> Task objective
Check each line of the listing below for the string "cell", then copy every line that has it.

BEGIN Extracted material

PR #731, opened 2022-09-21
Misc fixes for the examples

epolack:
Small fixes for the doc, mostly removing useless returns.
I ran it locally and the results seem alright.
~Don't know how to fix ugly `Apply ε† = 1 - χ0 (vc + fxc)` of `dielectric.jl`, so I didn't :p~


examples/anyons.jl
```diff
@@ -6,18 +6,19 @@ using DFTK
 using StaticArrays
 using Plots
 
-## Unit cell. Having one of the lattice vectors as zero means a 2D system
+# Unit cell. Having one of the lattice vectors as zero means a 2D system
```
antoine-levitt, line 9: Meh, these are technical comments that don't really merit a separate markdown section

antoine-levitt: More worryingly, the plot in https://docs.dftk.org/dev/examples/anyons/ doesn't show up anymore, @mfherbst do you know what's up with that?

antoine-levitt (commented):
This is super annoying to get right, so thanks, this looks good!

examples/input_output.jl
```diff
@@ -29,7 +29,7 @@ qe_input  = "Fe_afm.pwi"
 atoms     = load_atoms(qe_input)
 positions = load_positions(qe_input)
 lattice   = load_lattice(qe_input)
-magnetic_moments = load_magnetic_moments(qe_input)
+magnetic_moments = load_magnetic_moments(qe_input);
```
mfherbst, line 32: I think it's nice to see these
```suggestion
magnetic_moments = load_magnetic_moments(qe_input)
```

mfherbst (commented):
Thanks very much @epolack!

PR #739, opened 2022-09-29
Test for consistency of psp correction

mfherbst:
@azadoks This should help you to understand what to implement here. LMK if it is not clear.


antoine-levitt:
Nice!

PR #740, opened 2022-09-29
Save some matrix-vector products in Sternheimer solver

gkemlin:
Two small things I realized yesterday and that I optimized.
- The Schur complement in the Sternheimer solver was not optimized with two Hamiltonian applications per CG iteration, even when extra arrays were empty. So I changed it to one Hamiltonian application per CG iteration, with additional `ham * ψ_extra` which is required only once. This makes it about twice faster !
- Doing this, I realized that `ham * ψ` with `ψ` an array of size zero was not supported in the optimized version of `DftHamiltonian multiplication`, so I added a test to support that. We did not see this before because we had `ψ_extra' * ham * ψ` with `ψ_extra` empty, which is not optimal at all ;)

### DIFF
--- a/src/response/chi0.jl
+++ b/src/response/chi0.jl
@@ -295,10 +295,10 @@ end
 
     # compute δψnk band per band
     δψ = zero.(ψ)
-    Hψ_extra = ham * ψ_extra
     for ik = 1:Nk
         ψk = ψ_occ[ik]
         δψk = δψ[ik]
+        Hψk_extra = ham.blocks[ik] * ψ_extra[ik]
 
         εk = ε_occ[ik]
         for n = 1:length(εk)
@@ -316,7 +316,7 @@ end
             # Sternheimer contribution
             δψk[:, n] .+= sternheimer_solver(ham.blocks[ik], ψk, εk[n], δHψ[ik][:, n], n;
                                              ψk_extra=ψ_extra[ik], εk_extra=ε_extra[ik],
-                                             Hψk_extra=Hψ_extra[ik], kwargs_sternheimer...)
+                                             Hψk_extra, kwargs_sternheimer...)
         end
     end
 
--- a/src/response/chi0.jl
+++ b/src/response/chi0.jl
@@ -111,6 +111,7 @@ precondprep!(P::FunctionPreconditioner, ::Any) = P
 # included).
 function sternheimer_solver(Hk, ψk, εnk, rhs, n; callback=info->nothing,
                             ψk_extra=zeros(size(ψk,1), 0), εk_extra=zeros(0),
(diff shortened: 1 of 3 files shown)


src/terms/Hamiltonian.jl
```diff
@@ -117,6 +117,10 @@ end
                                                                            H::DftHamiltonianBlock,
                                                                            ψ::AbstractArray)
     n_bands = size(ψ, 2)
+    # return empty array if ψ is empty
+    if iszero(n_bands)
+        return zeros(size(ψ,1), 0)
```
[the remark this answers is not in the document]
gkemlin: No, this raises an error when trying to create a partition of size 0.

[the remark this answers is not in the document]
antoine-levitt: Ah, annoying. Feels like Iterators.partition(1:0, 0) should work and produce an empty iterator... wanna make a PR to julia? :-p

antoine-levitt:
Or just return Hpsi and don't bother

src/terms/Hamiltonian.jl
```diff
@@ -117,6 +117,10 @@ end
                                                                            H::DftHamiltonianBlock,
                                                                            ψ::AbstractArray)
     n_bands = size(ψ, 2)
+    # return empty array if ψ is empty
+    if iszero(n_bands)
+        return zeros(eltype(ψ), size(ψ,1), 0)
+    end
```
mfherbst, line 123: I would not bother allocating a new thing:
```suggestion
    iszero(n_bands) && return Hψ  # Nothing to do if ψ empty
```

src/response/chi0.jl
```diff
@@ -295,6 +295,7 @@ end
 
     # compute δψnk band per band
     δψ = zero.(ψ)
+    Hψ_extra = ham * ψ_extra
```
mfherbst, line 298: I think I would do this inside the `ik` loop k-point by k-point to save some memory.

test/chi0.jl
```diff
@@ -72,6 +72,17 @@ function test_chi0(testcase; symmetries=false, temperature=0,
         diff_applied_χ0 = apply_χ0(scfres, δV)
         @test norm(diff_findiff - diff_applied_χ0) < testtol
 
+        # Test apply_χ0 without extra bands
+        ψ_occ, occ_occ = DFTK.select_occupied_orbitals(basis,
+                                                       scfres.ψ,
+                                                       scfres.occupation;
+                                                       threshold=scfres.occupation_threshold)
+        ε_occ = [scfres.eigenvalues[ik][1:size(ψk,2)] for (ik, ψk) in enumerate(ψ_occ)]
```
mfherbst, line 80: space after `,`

END Extracted material

> Reply to the task
-## Unit cell. Having one of the lattice vectors as zero means a 2D system
+# Unit cell. Having one of the lattice vectors as zero means a 2D system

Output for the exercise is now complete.